— Brief —
Please return the records below exactly as they stand.
Segment Open
Issue #1801, opened 2023-03-10
[feature] prerelease check list


laurentsimon:
Before releasing this feature e2e tests for prerelease support

- [x] add 1 e2e test
- [ ] Update the documentation
- [ ] Add a changelog entry

ianlewis:
Could we just add this is tasks to complete #1795?

asraa:
e2e test created: https://github.com/slsa-framework/example-package/blob/main/.github/workflows/e2e.go.tag.main.config-ldflags-assets-prerelease-tag.slsa3.yml

laurentsimon:
> e2e test created: https://github.com/slsa-framework/example-package/blob/main/.github/workflows/e2e.go.tag.main.config-ldflags-assets-prerelease-tag.slsa3.yml

do we verify the release is marked pre-release in the verification part?

asraa:
> do we verify the release is marked pre-release in the verification part?

can add that - i just looked at manually but that shouldn't be hard

asraa:
> do we verify the release is marked pre-release in the verification part?

done - https://github.com/slsa-framework/example-package/commit/f19de18c243902859071c2367d06724a292e3081

PR #1830, opened 2023-03-16
docs: prerelease doc and CHANGELOG updates for Go builder

laurentsimon:
closes https://github.com/slsa-framework/slsa-github-generator/issues/1795
closes https://github.com/slsa-framework/slsa-github-generator/issues/1801


.github/workflows/builder_go_slsa3.yml
```diff
@@ -372,6 +372,7 @@ jobs:
         if: inputs.upload-tag-name != ''
         with:
           tag_name: "${{ inputs.upload-tag-name }}"
+          prerelease: ${{ inputs.prerelease }}
```
laurentsimon, line 375: NOTE: updated because the Action code updates the prerelease tag in all cases https://github.com/softprops/action-gh-release/blob/master/src/github.ts#L259

ianlewis (approved):

.github/workflows/builder_go_slsa3.yml
asraa: Thanks! I had assumed in doing the review that it would preserve this. Great check.

laurentsimon: just in case...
Segment Closed
— Problem solution —
Issue #1801, opened 2023-03-10
[feature] prerelease check list


laurentsimon:
Before releasing this feature e2e tests for prerelease support

- [x] add 1 e2e test
- [ ] Update the documentation
- [ ] Add a changelog entry

ianlewis:
Could we just add this is tasks to complete #1795?

asraa:
e2e test created: https://github.com/slsa-framework/example-package/blob/main/.github/workflows/e2e.go.tag.main.config-ldflags-assets-prerelease-tag.slsa3.yml

laurentsimon:
> e2e test created: https://github.com/slsa-framework/example-package/blob/main/.github/workflows/e2e.go.tag.main.config-ldflags-assets-prerelease-tag.slsa3.yml

do we verify the release is marked pre-release in the verification part?

asraa:
> do we verify the release is marked pre-release in the verification part?

can add that - i just looked at manually but that shouldn't be hard

asraa:
> do we verify the release is marked pre-release in the verification part?

done - https://github.com/slsa-framework/example-package/commit/f19de18c243902859071c2367d06724a292e3081

PR #1830, opened 2023-03-16
docs: prerelease doc and CHANGELOG updates for Go builder

laurentsimon:
closes https://github.com/slsa-framework/slsa-github-generator/issues/1795
closes https://github.com/slsa-framework/slsa-github-generator/issues/1801


.github/workflows/builder_go_slsa3.yml
```diff
@@ -372,6 +372,7 @@ jobs:
         if: inputs.upload-tag-name != ''
         with:
           tag_name: "${{ inputs.upload-tag-name }}"
+          prerelease: ${{ inputs.prerelease }}
```
laurentsimon, line 375: NOTE: updated because the Action code updates the prerelease tag in all cases https://github.com/softprops/action-gh-release/blob/master/src/github.ts#L259

ianlewis (approved):

.github/workflows/builder_go_slsa3.yml
asraa: Thanks! I had assumed in doing the review that it would preserve this. Great check.

laurentsimon: just in case...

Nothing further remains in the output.